Return a copy of every line in the records that includes the word "approved".

○ ○ ○

PR #1294, opened 2020-09-04
Deauthorize deactivated user

eyouu:


vorfolomey (approved):

MarDatsko (approved):

Yura09 (approved):

core/src/main/java/greencity/security/filters/AccessTokenAuthenticationFilter.java
```diff
@@ -24,35 +28,42 @@
...
         String token = jwtTool.getTokenFromHttpServletRequest(request);
+
         if (token != null) {
             try {
                 Authentication authentication = authenticationManager
                     .authenticate(new UsernamePasswordAuthenticationToken(token, null));
-                log.info("User successfully authenticate - {}", authentication.getPrincipal());
-                SecurityContextHolder.getContext().setAuthentication(authentication);
+                User user = userService.findByEmail((String) authentication.getPrincipal());
+                if (user.getUserStatus() != UserStatus.DEACTIVATED) {
```
antonbakalets, line 63: My first idea was that this new if statement is not covered by unit test. Have you measured the test coverage for this class?

antonbakalets: But then I've got a better idea. You don't have to load the user and then check the status. You should create a new method in `UserService` that will query the database for a user "by email and status equals not deactivated".

antonbakalets: Another problem with the current approach is that if user is not found, a NPE will be thrown.

antonbakalets (changes requested):

core/src/main/java/greencity/security/filters/AccessTokenAuthenticationFilter.java
eyouu: Done!

antonbakalets (approved):

PR #1297, opened 2020-09-04
Management. Popups for user

eyouu:


Yura09 (approved):

core/src/main/java/greencity/service/impl/UserServiceImpl.java
```diff
@@ -925,9 +925,30 @@ public UserAndAllFriendsWithOnlineStatusDto getAllFriendsWithTheOnlineStatus(Lon
...
         foundUser.setUserStatus(UserStatus.DEACTIVATED);
     }
+
+    /**
+     * {@inheritDoc}
+     */
+    @Transactional
+    @Override
+    public List<Long> deactivateAllUsers(List<Long> listId) {
+        listId.forEach(this::deactivateUser);
```
antonbakalets, line 941: There is a problem with this approach. What if in the middle of the list a user is not found? It will fail in the middle, does it mean that some users from the list will be deactivated and some not?

core/src/main/java/greencity/webcontroller/ManagementUserController.java
```diff
@@ -64,13 +55,19 @@ public String showForm(@RequestParam Long id, Model model) {
...
+            GenericResponseDto genericResponseDto = new GenericResponseDto();
+            for (FieldError fieldError : bindingResult.getFieldErrors()) {
+                genericResponseDto.getErrors().add(
+                    new FieldErrorDto(fieldError.getField(), fieldError.getDefaultMessage()));
+            }
+            return genericResponseDto;
         }
         userService.updateUser(userDto);
-        return "redirect:/management/users";
+        return GenericResponseDto.builder().errors(new ArrayList<>()).build();
```
antonbakalets, line 70: Is it possible to remove `.errors(new ArrayList<>())`. For example make it the builder responsibility to initialize the list as empty?

antonbakalets (changes requested):

core/src/main/java/greencity/webcontroller/ManagementUserController.java
eyouu: Yes, done.

core/src/main/java/greencity/service/impl/UserServiceImpl.java
eyouu: Changed approach.

antonbakalets (approved):

TarasDovganyuk (approved):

○ ○ ○

EXPECTED OUTPUT:
vorfolomey (approved):
MarDatsko (approved):
Yura09 (approved):
antonbakalets (approved):
Yura09 (approved):
antonbakalets (approved):
TarasDovganyuk (approved):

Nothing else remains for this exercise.